__Goal of the exercise__
Your answer should be the lines from the start of the records through the line with "- [ ] Verify", copied word for word.

(Collected data)
=-=-=-=-=
PR #1053, opened 2026-01-27
Fix Darwin build and tests; Add MacOS CI

booxter:
This should fix both the build and the tests for Darwin. CI should then help to avoid regressions.

### DIFF
--- a/.github/workflows/buildtest.yml
+++ b/.github/workflows/buildtest.yml
@@ -6,12 +6,32 @@ on: [push, pull_request]
 
 jobs:
   build_and_test:
-    runs-on: ubuntu-latest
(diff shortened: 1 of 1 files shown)


bvanassche:
The following part of the `.appveyor.yml` file may be helpful:
```
install:
  - cmd: 'ci\openssl.bat'
  - sh:  'sudo ci/install.sh'

build_script:
  - cmd: 'ci\build.bat'
  - sh:  'ci/build.sh'

test_script:
  - cmd: 'ci\test.bat'
  - sh:  'if [ $(uname) != Darwin ]; then ci/test.sh; fi'
  ```

PR #1063, opened 2026-02-13
Block snmp operation till AgentX connection establishes

feroz-ahmed:


feroz-ahmed:
During transient conditions, responding with “No Such Object available on this agent at this OID” gives the false impression that the OID is not implemented. Instead,  returning with “Timeout”, would force Network Management Stations to retry.

PR #1064, opened 2026-02-23
agent: auto_nlist.c: check return value of malloc() calls

rachelrossatx:
## Summary

Three `malloc()` calls in `auto_nlist_value()` lacked NULL checks, causing immediate NULL pointer dereferences if memory allocation fails:

- The `autonlist` node allocation result was passed directly to `memset()` without checking
- The `it->symbol` allocation result was passed directly to `strcpy()` without checking  
- The `it->nl[0].n_name` allocation result was used directly by the AIX/FreeBSD9 code paths without checking

On memory exhaustion, any of these will crash the agent with a NULL pointer dereference rather than failing gracefully.

## Fix

Added NULL checks after each `malloc()` call. On failure, already-allocated memory is freed in reverse order before returning, preventing memory leaks.

## Test plan

- [ ] Build on Linux with address sanitizer and verify no regressions
- [ ] Verify behavior under memory pressure (e.g. with `ulimit -v`)
- [ ] Build on AIX/FreeBSD9 to confirm the `nl[0].n_name` path compiles correctly with the new check

### DIFF
--- a/agent/auto_nlist.c
+++ b/agent/auto_nlist.c
@@ -52,16 +52,33 @@ auto_nlist_value(const char *string)
     }
     if (*ptr == 0) {
         *ptr = (struct autonlist *) malloc(sizeof(struct autonlist));
+        if (*ptr == NULL) {
+            snmp_log(LOG_ERR, "auto_nlist: malloc failed\n");
+            return 0;
+        }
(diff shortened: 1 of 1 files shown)


bvanassche:
Thanks for the patch!

PR #1073, opened 2026-03-16
Check if tclist has already been allocated in parser to avoid a memory leak if we re-initialise

eskyuu:
I am trying to use mib_shutdown() followed by mib_init() to reset the loaded MIB tree without launching a new process.  Most things worked, but I discovered a single memory leak where parse.c allocates memry for tclist.

This PR frees the memory used by tclist if it has previously been allocated.

### DIFF
--- a/snmplib/parse.c
+++ b/snmplib/parse.c
@@ -729,6 +729,7 @@ netsnmp_init_mib_internals(void)
 
     memset(nbuckets, 0, sizeof(nbuckets));
     memset(tbuckets, 0, sizeof(tbuckets));
+    free(tclist);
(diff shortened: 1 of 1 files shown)


bvanassche:
> All requested changes have been made.

Thanks!
 
> Out of curiosity - You had asked that I rebase a trivial commit. Do you always want the PR to be presented as a single commit, or for more complex changes would you squash when merging into main?

For every open source project I know, it is preferred that each commit includes a single logical change and also that fixups are squashed into the commit the fixup applies to. Multiple logical changes should be presented as a series of commits with one logical change per commit.

PR #1076, opened 2026-03-20
Sync ifAlias with /sys/class/net/*/ifalias

MichelStam:
This patch adds the ability to Linux to read and write the /sys/class/net/INTERFACE/ifalias when IF-MIB::ifAlias is read or written.

This causes the ifAlias to appear as a description when ip link show is used on the CLI, or in monitoring systems.

Patch was originally written for net-snmp 5.9.1, tested there and then applied on master.

To work the daemon must run as root. This is a limitation of writing / reading /sys which is similar to /proc/sys/net, which is interfaced in ./agent/mibgroup/ip-mib/data_access/scalars_linux.c

The patch has also been tested to return a not writable error when performing SNMP SET while the daemon runs as a low privilege user.


MichelStam:
Changes applied as requested.
Tested again as before (low privilege and as root on 5.9.1). Additional test with a long string.

Cheers, Michel

PR #1083, opened 2026-04-10
if-mib: detect counter discontinuity without missing transition

### LINKED ISSUE #1079: CALCULATE_UCAST unicast counter can decrease or underflow
On Linux where CALCULATE_UCAST computes iucast = iall - imcast (interface.c line 663), the result can decrease or underflow. Team and bond drivers aggregate per-CPU stats non-atomically, so multicast can momentarily exceed total. When multicast is nearly equal to total (for example a NIC in promiscuous mode), the unicast residual oscillates between polls.

Additionally, interface.c has a duplicate unconditional c64_check32_and_update() call for iucast (line 573) that double-processes the counter on non-CALCULATE_UCAST platforms.

Proposed fixes:
1. Clamp CALCULATE_UCAST result: if iucast would decrease while iall is non-decreasing, keep the previous value
2. Remove the duplicate iucast wrap-check call

Found in version 5.9.3.

juhatuFP:
On Linux with bond/team devices, removing or adding slave ports can reset kernel per-CPU counters without the interface leaving the ifTable. ifCounterDiscontinuityTime was only updated on known_missing transitions.

Detect counter decreases (ibytes, iall, obytes) on interfaces that remain present and update ifCounterDiscontinuityTime per RFC 2863 Section 3.1.5.

Fixes #1079.

### DIFF
--- a/agent/mibgroup/if-mib/ifTable/ifTable_data_access.c
+++ b/agent/mibgroup/if-mib/ifTable/ifTable_data_access.c
@@ -394,12 +394,76 @@ _check_interface_entry_for_updates(ifTable_rowreq_ctx *rowreq_ctx,
          * bridge if we come to it).
          */
         if (rowreq_ctx->known_missing) {
+            DEBUGMSGTL(("ifTable:access",
+                     "interface %s returned from missing"
+                     " state, setting discontinuity time\n",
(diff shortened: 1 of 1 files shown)


bvanassche:
Thanks for the patch!

PR #322, opened 2022-02-17
Fix Invoke order changing execution result in multiple decorations of same type

### LINKED ISSUE #321: Result of multiple decorations of the same type depends on invocation order
Consider: 

```go
type A struct {
	name string
}

c := dig.New()
child := c.Scope("child")
c.Provide(func() *A { return &A{name: "A"} })

c.Decorate(func(a *A) *A { return &A{name: a.name + "'"} })
child.Decorate(func(a *A) *A { return &A{name: a.name + "'"} })

c.Invoke(func(a *A) {
    fmt.Println(a.name)
})

child.Invoke(func(a *A) {
    fmt.Println(a.name)
})
```

This prints `A''` and `A'` respectively to the console.

Now let's say the invokes were reversed in order:
```go
child.Invoke(func(a *A) {
    fmt.Println(a.name)
})

c.Invoke(func(a *A) {
    fmt.Println(a.name)
})
```
That ends up printing `A'` and `A'` on the screen.

The order of invocation should not alter the committed value - this is likely a bug in the paramSingle.Build() logic where it's being too "lazy" with the lookups for decorated values.

sywhang:
This fixes the multiple decoration logic for paramSingle where there
are more than one scopes that contain decorators for a type. The lookup
logic only looked up one-level for the decorator. For example, if Scope S
has a decorator and its parent Sp also has a decorator for the same type, it never
executed Sp's decorator.

This caused the order of the Scopes in which a function that used such type
was Invoked from to change the execution result.

This PR addresses the issue by more diligently looking up the types by
traversing for more decorators until there is no more decorators found
in the path to the root Scope.

Also added several tests that cover this case.

Fixes #321 and https://github.com/uber-go/fx/issues/841
Internal Ref: GO-1228

### DIFF
--- a/decorate_test.go
+++ b/decorate_test.go
@@ -589,20 +589,20 @@ func TestMultipleDecorates(t *testing.T) {
 	t.Run("decorate same type from parent and child, invoke child first", func(t *testing.T) {
 		t.Parallel()
 		type A struct{ value int }
-		c := digtest.New(t)
-		child := c.Scope("child")
+		root := digtest.New(t)
+		child := root.Scope("child")
 
 		decorator := func(a A) A {
 			return A{value: a.value + 1}
 		}
-		c.RequireProvide(func() A { return A{value: 0} })
-		c.RequireDecorate(decorator)
+		root.RequireProvide(func() A { return A{value: 0} })
+		root.RequireDecorate(decorator)
 		child.RequireDecorate(decorator)
 
 		child.Invoke(func(a A) {
 			assert.Equal(t, 2, a.value)
 		})
-		c.Invoke(func(a A) {
+		root.Invoke(func(a A) {
 			assert.Equal(t, 1, a.value)
 		})
 	})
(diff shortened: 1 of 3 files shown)


decorate_test.go
```diff
@@ -586,6 +585,139 @@ func TestDecorateFailure(t *testing.T) {
...
+
+		// decorate +1 to each element in child
+		child.RequireDecorate(decorator)
+
+		// assert child sees 2, 3, 4
+		child.RequireInvoke(func(a A) {
+			assert.ElementsMatch(t, []int{2, 3, 4}, a.Values)
+		})
+
+		// assert parent sees 1, 2, 3
```
abhinav, line 669: nit: unnecessary comments
```suggestion
		child.RequireInvoke(func(a A) {
			assert.ElementsMatch(t, []int{2, 3, 4}, a.Values)
		})

```

abhinav (approved):

PR #325, opened 2022-02-24
Allow providing types that depend on decorated types from child modules

sywhang:
This fixes the case where a function that's Invoked depends on a type that's decorated. 

Specifically, if a type has a decorator in a child Scope, and there's another exported constructor consuming that type within the same Scope, and a function is invoked outside of that Scope, we still should see the decorated type.

Implementation-wise, this means that the constructors should know which Scope it was originally provided to, and invoke it from that Scope if and only if that Scope has a more "specific" Scope than the Scope it was invoked from. To make this comparison of "specific-ness" of the Scopes cheap, a new field was added to Scope to keep track of its distance from the root Container. A Scope with higher degree is the more "specific" Scope than one with a lower degree.

### DIFF
--- a/param.go
+++ b/param.go
@@ -299,13 +299,7 @@ func (ps paramSingle) Build(c containerStore, decorating bool) (reflect.Value, e
 	}
 
 	for _, n := range providers {
-		var err error
-		if n.Exported() {
-			err = n.Call(n.OrigScope())
-		} else {
-			err = n.Call(c)
-		}
-
+		err := n.Call(n.OrigScope())
 		if err == nil {
 			continue
 		}
--- a/param.go
+++ b/param.go
@@ -305,9 +305,9 @@ func (ps paramSingle) Build(c containerStore, decorating bool) (reflect.Value, e
 			// a "larger" scope.
 			// We use the more "specific" Scope to call.
 			if n.OrigScope().getDegree() > c.getDegree() {
-				n.Call(n.OrigScope())
+				err = n.Call(n.OrigScope())
 			} else {
-				n.Call(c)
+				err = n.Call(c)
 			}
 		} else {
 			err = n.Call(c)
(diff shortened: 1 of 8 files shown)


param.go
```diff
@@ -299,7 +299,13 @@ func (ps paramSingle) Build(c containerStore, decorating bool) (reflect.Value, e
 	}
 
 	for _, n := range providers {
-		err := n.Call(c)
+		var err error
+		if n.Exported() {
+			err = n.Call(n.OrigScope())
+		} else {
+			err = n.Call(c)
+		}
```
abhinav, line 307: Could this just be `n.Call(n.OrigScope())` unconditionally? Unless I'm misunderstanding, either `Exported() == true` or `OrigScope() == c`.


```suggestion
		err := n.Call(n.OrigScope())
```

As an experiment, I tried this in a local checkout and only this test started failing:
https://github.com/uber-go/dig/blob/3a148a28d5453a4527f72b23dc44366ac39ca3db/scope_test.go#L351

Upon inspection, looks like the failure is correct? The `child.Provide`s are not exported so the parent should not see them. If I add `dig.Export(true)` to them, the test passes again.

```diff
diff --git a/scope_test.go b/scope_test.go
index cd7ec10..3710f75 100644
--- a/scope_test.go
+++ b/scope_test.go
@@ -371,9 +371,9 @@ func TestScopeValueGroups(t *testing.T) {
 		})
 
 		child := root.Scope("child")
-		child.RequireProvide(func() string { return "a" }, dig.Group("foo"))
-		child.RequireProvide(func() string { return "b" }, dig.Group("foo"))
-		child.RequireProvide(func() string { return "c" }, dig.Group("foo"))
+		child.RequireProvide(func() string { return "a" }, dig.Group("foo"), dig.Export(true))
+		child.RequireProvide(func() string { return "b" }, dig.Group("foo"), dig.Export(true))
+		child.RequireProvide(func() string { return "c" }, dig.Group("foo"), dig.Export(true))
 
 		// Invocation in child should see values provided to the child,
 		// even though the constructor we're invoking is provided in
```

abhinav (approved):

PR #332, opened 2022-03-15
Bubble location from LocationForPC's ProvideOption up to errors

josephinedotlee:
Previously, if a location was passed to Provide via the
LocationForPC ProvideOption, the location would not be taken
into account in the case of an error where a constructor could
not be Provided.

This change updates the error returned, making it more readable by
basing the error message on alternate function provided by
LocationForPC rather than the constructor.

For example, the following error:
```
Failed: cannot provide function "reflect".makeFuncStub (/usr/local/Cellar/go/1.17.6/libexec/src/reflect/asm_amd64.s:30):
cannot provide *fx_test.a[name="a"] from [0].Field0: already provided by
"go.uber.org/fx_test".TestAnnotate.func1 (/gocode/src/github.com/uber-go/fx/annotated_test.go:515)
```

Becomes:
```
Failed: cannot provide function "go.uber.org/fx_test".TestAnnotate.func1 (/gocode/src/github.com/uber-go/fx/annotated_test.go:515):
cannot provide *fx_test.a[name="a"] from [0].Field0: already provided by
"go.uber.org/fx_test".TestAnnotate.func1 (/gocode/src/github.com/uber-go/fx/annotated_test.go:515)
```

### DIFF
--- a/provide.go
+++ b/provide.go
@@ -417,8 +417,15 @@ func (s *Scope) Provide(constructor interface{}, opts ...ProvideOption) error {
 	}
 
 	if err := s.provide(constructor, options); err != nil {
+		var errFunc *digreflect.Func
+		if options.Location == nil {
+			errFunc = digreflect.InspectFunc(constructor)
+		} else {
+			errFunc = options.Location
+		}
+
 		return errProvide{
-			Func:   digreflect.InspectFunc(constructor),
+			Func:   errFunc,
 			Reason: err,
 		}
 	}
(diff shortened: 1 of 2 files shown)


provide.go
```diff
@@ -417,8 +417,15 @@ func (s *Scope) Provide(constructor interface{}, opts ...ProvideOption) error {
 	}
 
 	if err := s.provide(constructor, options); err != nil {
+		var errFunc *digreflect.Func
+		if options.Location == nil {
+			errFunc = digreflect.InspectFunc(constructor)
+		} else {
+			errFunc = options.Location
```
sywhang, line 424: @josephinedotlee Please add tests here :)

sywhang (approved):

abhinav (approved):

PR #333, opened 2022-03-15
Fix issue with multiple decorations of value group in same Scope

sywhang:
This fixes a similar issue to #329 in value groups. When a value group is decorated, and its decorator depends on another decorated type within the same scope, it was skipping over due to incorrect logic in attempt to break the infinite recursion loop. 

This fix uses the concept introduced in #329 - we check if the decorator's "state" to make sure we don't run into infinite recursion, so that we can safely search the current scope for additional decorators instead of dumbly skipping over it all the time when there is a decoration happening.

This also enables us to remove the no-longer used parameter `decorating` from the parameter interfaces.


abhinav (approved):
yay. that "decorating" parameter always did feel weird.

Issue #343, opened 2022-07-07
Invoke order affects private provided types


sywhang:
@hbdf reported this issue to me.

The ordering of Invoke seems to affect the value for private-provided types. 

For example:
```go
parent := dig.New()
child := parent.Scope("child")

child.Provide(func() string {
  return "child"
}, dig.Export(false))

parent.Provide(func() string {
  return "parent"
})

parent.Invoke(func(s string) {
  fmt.Println(s)
})
child.Invoke(func(s string) {
  fmt.Println(s)
})
```

prints:
```
parent
parent
```

But the following code:
```go
parent := dig.New()
child := parent.Scope("child")

child.Provide(func() string {
  return "child"
}, dig.Export(false))

parent.Provide(func() string {
  return "parent"
})

child.Invoke(func(s string) {
  fmt.Println(s)
})
parent.Invoke(func(s string) {
  fmt.Println(s)
})
```

prints:
```
child
parent
```

The first code snippet should've really printed:
```
parent
child
```

sywhang:
Fixed by #344.

PR #344, opened 2022-07-14
Fix issue with wrong invoke for multiple private providers

hbdf:
This fixes issue #343 - we check if the value can be provided in each scope from current to root, instead of first searching for pre built ones in all scopes.

### DIFF
--- a/.gitignore
+++ b/.gitignore
@@ -10,4 +10,3 @@
 *.coverprofile
 coverage.txt
 *.pprof
-*.swp
--- a/.gitignore
+++ b/.gitignore
@@ -10,3 +10,4 @@
 *.coverprofile
 coverage.txt
 *.pprof
+*.swp
--- a/scope_test.go
+++ b/scope_test.go
@@ -71,6 +71,25 @@ func TestScopedOperations(t *testing.T) {
 		assert.Error(t, c.Invoke(useB))
 	})
 
+	t.Run("private provides doesn't depend on invoke order", func(t *testing.T) {
+		c := digtest.New(t)
+
+		c.RequireProvide(func() string { return "container" })
+
+		child := c.Scope("child")
+		child.RequireProvide(func() string { return "child" })
+
+		verifyContainerStr := func(s string) {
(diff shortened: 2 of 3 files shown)


scope_test.go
=-=-=-=-=
__Task answer__
PR #1053, opened 2026-01-27
Fix Darwin build and tests; Add MacOS CI

booxter:
This should fix both the build and the tests for Darwin. CI should then help to avoid regressions.

### DIFF
--- a/.github/workflows/buildtest.yml
+++ b/.github/workflows/buildtest.yml
@@ -6,12 +6,32 @@ on: [push, pull_request]
 
 jobs:
   build_and_test:
-    runs-on: ubuntu-latest
(diff shortened: 1 of 1 files shown)


bvanassche:
The following part of the `.appveyor.yml` file may be helpful:
```
install:
  - cmd: 'ci\openssl.bat'
  - sh:  'sudo ci/install.sh'

build_script:
  - cmd: 'ci\build.bat'
  - sh:  'ci/build.sh'

test_script:
  - cmd: 'ci\test.bat'
  - sh:  'if [ $(uname) != Darwin ]; then ci/test.sh; fi'
  ```

PR #1063, opened 2026-02-13
Block snmp operation till AgentX connection establishes

feroz-ahmed:


feroz-ahmed:
During transient conditions, responding with “No Such Object available on this agent at this OID” gives the false impression that the OID is not implemented. Instead,  returning with “Timeout”, would force Network Management Stations to retry.

PR #1064, opened 2026-02-23
agent: auto_nlist.c: check return value of malloc() calls

rachelrossatx:
## Summary

Three `malloc()` calls in `auto_nlist_value()` lacked NULL checks, causing immediate NULL pointer dereferences if memory allocation fails:

- The `autonlist` node allocation result was passed directly to `memset()` without checking
- The `it->symbol` allocation result was passed directly to `strcpy()` without checking  
- The `it->nl[0].n_name` allocation result was used directly by the AIX/FreeBSD9 code paths without checking

On memory exhaustion, any of these will crash the agent with a NULL pointer dereference rather than failing gracefully.

## Fix

Added NULL checks after each `malloc()` call. On failure, already-allocated memory is freed in reverse order before returning, preventing memory leaks.

## Test plan

- [ ] Build on Linux with address sanitizer and verify no regressions
- [ ] Verify behavior under memory pressure (e.g. with `ulimit -v`)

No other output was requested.